4. Ferientag (noch 22)

3. August 2011 § 2 Kommentare

Heute Abend habe ich keinen Orden gewonnen. Soeben sind wir aber wieder versöhnt und ich habe dem kleinen Riesensohn erklärt, dass ich auch nur eine alte Mutter bin, die abends um 20 Uhr einfach keinerlei Nerven mehr hat.

Der Tag in Stichworten:

Sechs Uhr: Ich bin wach und schleiche mich um

halb sieben nach unten, um in Ruhe die erste Tasse Kaffee des Tages zu trinken, so dass ich um

halb acht, wenn Elisabeth ihren Dienst antritt anfangen kann, die Gartenmöbel zu lackieren. Um

neun Uhr stößt der kleine Riesensohn dazu und verdient sich 50 Cent mit dem Streichen der Gartenbank.

Zehn Uhr: Arzttermin.

Halb eins: Übergabe.

Ein Uhr: Sohni schläft nicht.

Halb zwei: Maxe ist wieder wach.

Zwei: Zwillinge sind nölig. Ach neeee.

Halb drei: Wir gehen spazieren.

Drei: Sie schlafen ein.

Drei Uhr eins: Bilderbuchmarathon mit Melek.
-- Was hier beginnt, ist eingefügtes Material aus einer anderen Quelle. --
Issue #3438, opened 2019-02-05
Product Import code is tightly coupled to Spree models


mkllnk:
## Description

Product import assumes that columns in the spreadsheet correlate to attributes on products, variants or inventory items. This is not the case in Spree 2. For example, products and variants don't have `on_hand` or `on_demand`. One line in the spreadsheet affects more than one object in our data model. We end up with code like this:

```rb
          if object.public_send(attribute).blank? ||
             ((attribute == 'on_hand' || attribute == 'count_on_hand') &&
             entry.on_hand_nil)

            object.assign_attributes(attribute => setting['value'])
          end
```

```rb
    def check_on_hand_nil(entry, object)
      return if entry.on_hand.present?

      object.on_hand = 0 if object.respond_to?(:on_hand)
      object.count_on_hand = 0 if object.respond_to?(:count_on_hand)
      entry.on_hand_nil = true
    end
```

Product import uses a class `Entry` to represent one line in the spreadsheet. It can either be a product, a variant or an inventory item. The code has to handle these cases differently and there are a lot of branches for this. For example:
```rb
    def save_to_product_list(entry)
      save_new_product entry if entry.validates_as? 'new_product'

      if entry.validates_as? 'new_variant'
        save_variant entry
        @variants_created += 1
      end

      return unless entry.validates_as? 'existing_variant'

      # ...
    end
```

## Context

This came up during the Spree upgrade when I posted https://github.com/openfoodfoundation/openfoodnetwork/issues/2783#issuecomment-459601530.

## Severity

tech-debt

Product import is not a core feature, but it would be good to solve this before the next Spree upgrade. It will make the upgrade much easier.

## Possible Fix

We create new classes for the five different entry types.

- new_inventory_item
- existing_inventory_item
- new_product
- new_variant
- existing_variant

They could be named like `NewProduct` and `ExistingVariant`. They contain the processing logic for these types which should simplify the `EntryProcessor`. That processor has some code duplication in the methods `save_new_inventory_item`, `save_existing_inventory_item`, `save_new_product` etc. The new classes would need the following methods, for example:

- initialize(entry)
- assign_defaults(settings)
- valid?
- save
- errors

Most of those may be private and the only methods called by the processor are `new` and `save`.

luisramos0:
this is closely related to [this comment here](https://github.com/openfoodfoundation/openfoodnetwork/pull/3908#discussion_r292962110)
[...]

PR #3908, opened 2019-06-09
3877,3843 Improve handling of units and unit type in product import

### LINKED ISSUE #3843: Discrepancies in the number of products uploads in the v2 product import
## Description

Using the staging server I have tried to upload products. Doing 50 worked fine, and 50 went in. I upped the amount in the upload and started to get some issues.

https://docs.google.com/spreadsheets/d/1-n5PyoOqloRXWdw-DUGMoy0AWs5KeeQWKITnMIbDyyg/edit#gid=0

This dataset has 251 points, however when I upload only some have been uploaded (245), even with the importer stating it will upload all 251.

## Expected Behavior

It should upload the number it says it will. The ones that were missed did not come up with any errors so it's hard to see what the issue is

## Actual Behavior

I upload 251 products
Importer states no errors and all 251 will be uploaded
Upon completion, the importer tells you it has uploaded 245 - you cannot tell easily whats gone in and hasn't

## Steps to Reproduce

1. Upload this file on french staging
2. Observe numbers
3. import
4. observe second set of numbers and the descrepancy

Drei Uhr dreißig: Die Zwillinge wachen auf.

Den ganzen Tag: Wolkig bedeckt, gleich-gibt-es-Regen-Stimmung.

Halb vier: Wir ziehen zu viert in das Spielehäuschen um. An der frischen Luft und mit Ohropax geht es eigentlich ganz gut, so dass wir um

halb sechs mit der Vorbereitung des Abendessens starten.

Viertel vor sechs: Der ansonsten beste Ehemann der Welt ruft an:

„Hallo, Schatz, wie geht es bei dir?“

„Sagen wir mal so: Wenn du gleich um sechs nach Hause kommst, schließe ich mich im Wohnzimmer ein. Nach mir die Sintflut.“

„Äh.“

„Okee, ich habe es geahnt. Du kommst später.“

„Hach, wenn du es schon weißt, dann ist es ja nicht so schlimm für dich.“

„Wann?“

„Um neun.“

Ich lege auf und erwäge kurz, das Telefon, das sofort wieder klingelt, klingeln zu lassen, bringe es aber nicht über`s Herz. Wenn da nicht mindestens ein Nostalgiefahrrad herausspringt, dann weiß ich aber auch nicht.

Sechs Uhr vierzig: Maxe schläft.

Sechs Uhr fünfzig: Sohni brüllt.

Sieben Uhr: Ich rette Sohni, der mit dem Bauch an der Brüstung des Reisebettchens hängengeblieben ist.

Sieben Uhr fünf: Die beste Elisabeth der Welt kommt nach Hause und rettet Sohni, bevor ich ihn ertränken kann bevor ich endgültig kollabiere.

Acht Uhr: Der große Sohn geht ins Bett.

Acht Uhr eins: Der große Sohn SCHREIT durch das Treppenhaus, er habe HUNGER und DURST. Neben dem schlafenden Maxe wohlgemerkt.

Zensur * Zensur * Zensur * Zensur * Zensur * Zensur * Zensur * Zensur * Zensur * Zensur * Zensur * Zensur * Zensur * Zensur * Zensur * Zensur * Zensur * Zensur *

Acht Uhr siebenzehn: Melek liegt wieder versöhnt im Bett, und ich schreibe mir meinen Mutterfrust von der Seele.

Morgen wird es besser. Ich werde dem Ehemann mitteilen, dass er morgen Urlaub nehmen MUSS, weil ich ansonsten mit dem Baufuzzi durchbrennen werde.